Thanks for posting. But it's a very sh!tty piece of music, in my humble opinion.


----------



## Sid James

HarpsichordConcerto said:


> Thanks for posting. But it's a very sh!tty piece of music, in my humble opinion.


Do you have to be so negative? Maybe you should stick to Baroque music, which was composed before Australia was "discovered," and others will stick to commenting on music of the C20th if that's their area/repertoire...


----------



## HarpsichordConcerto

Well, I apologise if my comment was too negative for your reception. But at least you got a response since 2nd December 2009.


----------



## Sid James

Well that the thread passed by unnoticed shows perhaps that Meale has less of an international reputation than other composers like Sculthorpe or Dean. I'm not the hugest fan of Meale, I've heard his opera _Voss_ which is tonal (maybe too tonal, perhaps he could have pushed the boundaries a bit more?). You might actually like some of his later works, I heard a suite from his second opera_ Mer de Glace_ & it sounded too similar to Debussy for my tastes. Similarly, his final string quartet sounded too neoclassical for me. Just shows that he was a composer of many stylistic facets which is perhaps hard to pin down, he experimented with the whole spectrum from neo-classicism to impressionism & atonality/serialism...


----------



## starry

His first symphony from the 90s isn't too bad, lively enough anyway and some decent ideas.


----------



## Sid James

starry said:


> His first symphony from the 90s isn't too bad, lively enough anyway and some decent ideas.

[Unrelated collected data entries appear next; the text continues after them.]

PR #1778, opened 2018-01-27
Remove reference to WARN log level

gunnaraasen:
- [x] Rebased/mergable
- [x] Tests pass
- [x] CHANGELOG.md updated

The `WARN` log level was not being used and removed in the process of adding the logging API features in Kapacitor 1.4.0. Note that it is still possible to set warn thresholds on alert nodes, this only affects Kapacitor internal logging.


rbetts:
There is similar code in fermium that would need a corresponding PR (if one hasn't been made already).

I haven't heard that. Where did you come across it? I mean, the only longer work that I have heard in full was his opera _Voss._ It's hard to judge just from the first listen, but I think he told the story well; It is a fictional account of an early Australian explorer (he's really German, but anyway) who gets lost in the outback. I've read Patrick White's novel (not the easiest read, at the time I thought it was too long & dense), and Meale conveys the "surreal" element of the work quite well in the opera (eg. parts where Voss and his love interest, Laura, are telepathically communicating across time/space boundaries is conveyed quite well in the opera). The downside for me was that it seemed to "safe" and "tonal," perhaps Meale could have pushed the boundaries a bit more. But then again, that's coming from someone like me whose favourite opera is Berg's _Wozzeck_ (& I don't mind Schoenberg's _Moses und Aron _as well)...


----------